- Origin: Los Angeles, California, United States
- Genres: Folk rock; psychedelic rock;
- Years active: 1967–1968
- Label: Epic
- Past members: Caryle De Franca Joe De Franca Eddie Beram Marty Earle Bruce Wayne Bob Wian, Ken Babal

= October Country =

Folk rock band

October Country was an American folk rock band formed in Los Angeles, California, in 1967. For musician Michael Lloyd, the group was one of his earliest projects with him assuming the role of record producer. It also was another side-project, along with the Smoke, California Spectrum, and the Fire Escape, during a period in which Lloyd was absent from the West Coast Pop Art Experimental Band. October Country recorded one self-titled album in 1968 and is best-remembered for the track "My Girlfriend Is a Witch". They are credited as the musicians for the Steven Spielberg short-film, Amblin'.

==History==

October Country was formed by siblings Caryle, also known as Carol, (vocals) and Joe De Fransa (vocals), who both started out singing in church choirs. In 1966, the Fransa family moved to Los Angeles, California, where the two hoped to engage themselves in the city's folk rock scene. They recruited a full-fledged band consisting of Eddie Beram (drums), Marty Earle (lead guitar), Bruce Watson aka Bruce Wayne (bass guitar), and Bob Wian (keyboards) to attempt to fulfill their aspirations. October Country began performing at some dances and parties before finding moderate success on the Los Angeles club scene as a supporting act to the Coasters and the Rivingtons.

In 1967, filmmaker Denis Hoffman approached October Country with the idea of filming the group as they perform and live their daily lives. Serving as a demo video to record labels, an article on Dangerous Minds states that "Watching the band grappling with the concepts of hippie culture, lightshows and psychedelia while going about their basically boring lifestyles is quite amusing. They’re proud to be squares, which considering the era was probably not a great marketing concept". Nonetheless, the film succeeded in convincing company president Len Leny to sign October Country to Epic Records late in 1967. The band was teamed with musician and aspiring record producer Michael Lloyd, who had departed the psychedelic rock band the West Coast Pop Art Experimental Band earlier in the same year to work on side-projects such as the Rubber Band and California Spectrum.

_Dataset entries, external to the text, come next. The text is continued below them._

PR #295, opened 2018-02-08
Add a Beamfits memo to describe the beam fits files

bhazelton:


docs/references/beamfits_memo.tex
```diff
@@ -0,0 +1,154 @@
...
+\item{\textbf{NORMSTD}: should be set to one of `physical', `peak' or `solid\_angle'. (data\_normalization)}
+\item{\textbf{COORDSYS}: should be set to one of `az\_za', `sin\_zenith' or `healpix'. (pixel\_coordinate\_system)}
+\item{\textbf{TELESCOP}: Telescope name. (telescope\_name)}
+\item{\textbf{FEED}: Feed name (used to distinguish between different physical feed types on the same telescope). (feed\_name)}
+\item{\textbf{FEEDVER}: Feed version (used to distinguish between different versions of the same feed on the same telescope). (feed\_version)}
+\item{\textbf{MODEL}: Model name  (used to distinguish between different models of the same hardware). (model\_name)}
+\item{\textbf{MODELVER}: Model version (used to distinguish between different versions of the same models of the same hardware). (model\_version)}
+\item{\textbf{FEEDLIST}: Only for E-field beams. The list of feeds orientations represented in the data. (feed\_array)}
+\item{\textbf{NSIDE}: Only for HEALPix beams. The NSIDE of the HEALPix map. (nside)}
+\item{\textbf{ORDERING}: Only for HEALPix beams. The ordering parameter of the HEALPix map.(ordering)}
```
isullivan: Since only NESTED or RING are allowed, it might be worthwhile to just list them here.

docs/references/beamfits_memo.tex
```diff
@@ -0,0 +1,154 @@
...
+\section{Primary HDU}
+The primary HDU of \textit{beamfits} files is an Image HDU containing the beam model.
+
+\subsection{Primary Header}
+The following are required keywords in the primary header of a  \textit{beamfits} file. For more detailed explanations 
+of what these keywords mean, see the descriptions on pyuvdata's ReadTheDocs uvbeam\_parameters page. 
+The UVBeam parameter corresponding to each keyword is noted in parentheses.
+As with all FITS files, HISTORY and COMMENT cards are allowed.
+
+\begin{itemize}
```
isullivan: I think it would be helpful to indicate when a field requires a specific type, such as a string or an integer.

docs/references/beamfits_memo.tex
```diff
@@ -0,0 +1,154 @@
...
+\item{\textbf{ORDERING}: Only for HEALPix beams. The ordering parameter of the HEALPix map.(ordering)}
+\end{itemize}
+
+\subsection{Beam Data}
+The axes of the data array in the primary HDU depends on the pixelization scheme.
+
+\subsubsection{HEALPix beam axes}
+For HEALPix beams, the data axes are: 
+\begin{enumerate}
+\item{\textbf{PIX\_IND}: index into the HEALPix pixel array (in the HPX\_INDS extension) This is needed because partial sky maps are supported so pixels may be missing.}
```
isullivan: Is this required for whole sky maps?

docs/references/beamfits_memo.tex
```diff
@@ -0,0 +1,154 @@
...
+\item{\textbf{FREQ}: frequency}
```
isullivan: Is frequency assumed to be Hz?

docs/references/beamfits_memo.tex
```diff
@@ -0,0 +1,154 @@
...
+\item{\textbf{IF}: Spectral window number, currently only one spectral window is supported so this can only have length 1.}
+\item{\textbf{VECIND}: Basis vector index, the index into the dimensions of the basis vector array (stored in the BASISVEC extension). This is usually length 1 for power beams and length 2 for E-field beams.}
+\item{\textbf{COMPLEX}: real and imaginary (axis length 2)}
+\end{enumerate}
+
+\subsubsection{regularly pixelized beam axes}
+For regularly pixelized beams, the data axes are: 
+\begin{enumerate}
+\item{\textbf{First Image Axis (AZ or SIN\_X)}: Coordinates for the first image axis. The axis name is dictated by the COORDSYS keyword.}
+\item{\textbf{Second Image Axis (ZA or SIN\_Y)}: Coordinates for the second image axis. The axis name is dictated by the COORDSYS keyword.}
```
isullivan: Given the similarity between "AZ" and "ZA", it might be helpful to spell out Azimuth and Zenith Angle somewhere.

isullivan: Also, I think you need to have map projection parameters in here somewhere for the regularly gridded case, or at least the pixel scale.

docs/references/beamfits_memo.tex
```diff
@@ -0,0 +1,154 @@
...
+\begin{itemize}
+\item{\textbf{HPX\_INDS}: The HEALPix pixel numbers in the order that they are stored in the beam and basis vector arrays.}
+\end{itemize}
+
+\section{BANDPARM HDU}
+The BANDPARM HDU is an required element of \textit{beamfits} files. It is a Binary Table HDU containing the bandpass and other optional parameters that are functions of frequency only.
+The \textbf{EXTNAME} keyword in the header must be set to BANDPARM. There are no other required keywords in the header, but there are 2 optional header keywords:
+
+\begin{itemize}
+\item{\textbf{REFZIN}: Reference input impedance of the receiving chain (sets the reference for the S parameters), units: Ohms}
```
isullivan: Please provide a note or a link to a description of the S parameters.

pyuvdata/uvbeam.py
```diff
@@ -19,13 +19,15 @@ class UVBeam(UVBase):
...
     coordinate_system_dict = {
-        # uniformly gridded az/za coordinate system, az runs from East to North in radians
-        'az_za': ['az', 'za'],
-        # sine projection at zenith. y points North, x point East
-        'sin_zenith': ['sin_x', 'sin_y'],
-        # HEALPix map with zenith at north pole and
-        # az, za coordinate axes (for efield) where az runs from East to North.
-        'healpix': ['hpx_inds']}
+        'az_za': {'axes': ['az', 'za'],
+                  'description': 'uniformly gridded az/za coordinate system, '
```
isullivan: Please spell out "azimuth" and "zenith angle" in the description.

docs/references/beamfits_memo.tex
bhazelton: yes. I'll make that more explicit.

docs/references/beamfits_memo.tex
bhazelton: The pixel scale is in (i.e. the corresponding CDELTn keyword is set). I'm not super familiar with the map projection parameters, I can see needing them for the sin_zenith projection but do you need them for the azimuth, zenith angle case?

pyuvdata/uvbeam.py
bhazelton: done

docs/references/beamfits_memo.tex
bhazelton: Ok, I've added it to the docs as well as the tex.

docs/references/beamfits_memo.tex
isullivan: I think it's fine as it is, but I believe it is a departure from standard Healpix Fits format. It may seem obvious, but I'd recommend noting explicitly in the comment that it is required even for full sky maps (not just that it's needed for partial sky maps).

bhazelton: ok, will do.

docs/references/beamfits_memo.tex
isullivan: I think I misunderstood what this document would look like when finished. I see `CDELT` in `beamfits.py` but not in this file. Will all of those parameters be automatically imported?

bhazelton: I just went off and read some WCS stuff and I'm still not totally sure I know what to add, beyond the CDELT keywords. I'm still making my way through the 3 papers, but do you have some specific keywords in mind?

bhazelton: I added some language to the tex about all the axes having the standard `CRVALn', `CRPIXn', and `CDELTn' keywords and sometimes having the `CUNITn' keyword for units. I consider that those are required to specify any FITs axis, so I wasn't spelling them out here, I was just explaining what the axes were. Is that too opaque?

bhazelton: I also just realized that the `CUNITn` keyword wasn't being set for the image axes so I added that to the code.

bhazelton:
I just discovered (reading the WCS papers) that angles should always be in degrees for FITs files. I'm going to have to change some code to fix this, we're currently using radians throughout the beamfits code.

bhazelton:
Ok, I've fixed the units to use degrees not radians per FITs standards. I also realized I was erroneously writing empty BASISVEC HDUs for power beams that didn't have basis vector arrays. I fixed that and updated the LaTeX to reflect the fact that that HDU is only required for E-field beams (but allowed for power beams).

bhazelton:
@isullivan Ok, I think I've substantially improved the memo and code thanks to your comments. When you have time, can you give it another read and see if there are any more things to fix? I'll email you new versions of the files because there have been some improvements in this process.

bhazelton:
Thanks @isullivan !

docs/references/beamfits_memo.tex
```diff
@@ -0,0 +1,160 @@
...
+\item{\textbf{ORDERING}: \textit{string} Only for HEALPix beams. The ordering parameter of the HEALPix map, allowed values are `nested' and `ring'. (ordering)}
+\end{itemize}
+
+\subsection{Beam Data}
+The axes of the data array in the primary HDU depends on the pixelization scheme.
+
+\subsubsection{HEALPix beam axes}
+For HEALPix beams, the data axes (values of the CTYPE\textit{m} keywords in order) are: 
+\begin{enumerate}
+\item{\textbf{PIX\_IND}: index into the HEALPix pixel array (in the HPX\_INDS extension) This is needed because partial sky maps are supported so pixels may be missing (full sky maps are not handled differently, they have the same required elements as partial maps). The corresponding CRVAL\textit{m}, CRPIX\textit{m}, and CDELT\textit{m} values should all be 1. (pixel\_array)}
```
adampbeardsley: A question because I'm not sure - does the HEALPix definition of these pixels fully constrain the coordinate system? For example, I know there are ways of going from pixel index to "theta" and "phi" angles, but are those directly related to za and az?

docs/references/beamfits_memo.tex
```diff
@@ -0,0 +1,160 @@
...
+\item{\textbf{COMPLEX}: real and imaginary (axis length 2), the first entry on this axis contains the real part of the complex beam and the second contains the corresponding imaginary component. The corresponding CRVAL\textit{m}, CRPIX\textit{m}, and CDELT\textit{m} keywords should all have the value 1.}
+\end{enumerate}
+
+\subsubsection{regularly pixelized beam axes}
+For regularly pixelized beams, the data axes (values of the CTYPE\textit{m} keywords in order) are: 
+
+\begin{enumerate}
+\item{\textbf{AZIMUTH or ZENX-SIN (First Image Axis)}: The coordinates for the first image axis, either azimuth angle or the East/West axis of a zenith orthoslant projection, should match the coordinate system given by the COORDSYS keyword. The values of the coordinates are set by the CRVAL\textit{m}, CRPIX\textit{m}, and CDELT\textit{m} keywords and the CUNIT\textit{m} keyword gives the units (default is degrees).(axis1\_array)}
```
adampbeardsley: Similar to above - I always need to look it up, but is azimuth strictly defined as toward east from north?

docs/references/beamfits_memo.tex
```diff
@@ -0,0 +1,160 @@
...
+\item{\textbf{IF}: The IF axis enumerates spectral windows (frequency bands). The corresponding CRVAL\textit{m}, CRPIX\textit{m}, and CDELT\textit{m} keywords should all have the value 1. Currently only one spectral window is supported so this can only have length 1. (spw\_array)}
+\item{\textbf{VECIND}: Basis vector index, the index into the dimensions of the basis vector array (stored in the BASISVEC extension). This is usually length 1 for power beams and length 2 for E-field beams. The corresponding CRVAL\textit{m}, CRPIX\textit{m}, and CDELT\textit{m} keywords should all have the value 1.}
+\item{\textbf{COMPLEX}: real and imaginary (axis length 2), the first entry on this axis contains the real part of the complex beam and the second contains the corresponding imaginary component. The corresponding CRVAL\textit{m}, CRPIX\textit{m}, and CDELT\textit{m} keywords should all have the value 1.}
```
adampbeardsley: This corresponds to `data_array` right?

docs/references/beamfits_memo.tex
```diff
@@ -0,0 +1,160 @@
...
+\item{\textbf{STOKES or FEEDIND (Polarization axis)}: STOKES for power beams give the polarization integer convention from uvfits (see AIPS memo 117), FEEDIND for E-field beams give the index into the FEEDLIST. The corresponding CRPIX\textit{m} values should be 1 for both and for FEEDIND the CRVAL\textit{m} and CDELT\textit{m} keywords should 1. (polarization\_array or feed\_array)}
+\item{\textbf{IF}: The IF axis enumerates spectral windows (frequency bands). The corresponding CRVAL\textit{m}, CRPIX\textit{m}, and CDELT\textit{m} keywords should all have the value 1. Currently only one spectral window is supported so this can only have length 1. (spw\_array)}
+\item{\textbf{VECIND}: Basis vector index, the index into the dimensions of the basis vector array (stored in the BASISVEC extension). This is usually length 1 for power beams and length 2 for E-field beams. The corresponding CRVAL\textit{m}, CRPIX\textit{m}, and CDELT\textit{m} keywords should all have the value 1.}
```
adampbeardsley: Does this have a corresponding uvbeam parameter, or is it implied by the data structure when it's in the array?

docs/references/beamfits_memo.tex
bhazelton: Healpix is a mapping of the sphere in a generic theta, phi space. Usually theta, phi map to RA, Dec in sky maps, but for beams the sensible thing is for them to map to az, za. This is specified in the description of the `pixel_coordinate_system` in the docs, but I can add some more language to this memo as well.

docs/references/beamfits_memo.tex
bhazelton: It can be defined differently in different contexts. I was careful to pick a specific definition here so that it was defined. I think this is the most common choice (I don't remember exactly how I came to this choice, but I remember looking at several different references).

docs/references/beamfits_memo.tex
bhazelton: All of these axes are axes in the data array except this one, actually, because the data array is complex but FITs files make you split out the real and imaginary along another axis.

docs/references/beamfits_memo.tex
bhazelton: It's more implied, basically you're specifying 2 (or 3) basis vectors (directions) for which the data array gives beam values. This is just the index along that direction.

docs/references/beamfits_memo.tex
adampbeardsley: Oh, I see. I misunderstood what was actually in here.

docs/references/beamfits_memo.tex
adampbeardsley: Gotcha, that sort of what I thought.

docs/references/beamfits_memo.tex
adampbeardsley: Ah, I was looking at old docs. This and the next question are already addressed.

The group entered Columbia Records Studios to record their debut single, "October Country", a Lloyd-penned composition. Lloyd recalled his first time in the studio with the group: "It was an 8-track and one of those union places where you couldn't touch a thing." The first recording was their single "October Country" and on the B side, "Baby What I Mean." The title track, penned by Michael Lloyd, was named after the 1955 dark fantasy story collection The October Country by Ray Bradbury. In 1968, the band immediately followed the release with the sophomore effort "My Girlfriend Is a Witch", from the album, receiving substantial radio play in Los Angeles. The song would later be done by Lloyd in The Cattanooga Cats, an animated series from Hanna-Barbera, appearing on the self-titled album from the band, on the Forward Records label. Epic Records decided to finance October Country's self-titled album, which Lloyd composed all eleven songs for, and, for the most part, arranged all the instrumentals. Music critic Bryan Thomas noted the album's influences stemmed from the orchestration found on Sgt. Pepper's Lonely Hearts Club Band, and praised how Lloyd "always seemed to find interesting ways to incorporate various sophisticated instrumentation".

October Country released one final single, "Cowboys and Indians", before disbanding later in 1968. Although commercial success eluded the band, it showcased Lloyd's potential as a producer, awarding him an opportunity to record with a studio group called the Smoke. The band released an album in 1968, featuring a cover version of "October Country". He later achieved wider acclaim for his work in the music industry. October Country's recordings have been placed on compilation albums over the years; however, their most prominent appearance is on Where the Action Is! Los Angeles Nuggets: 1965-1968, which features "My Girlfriend Is a Witch".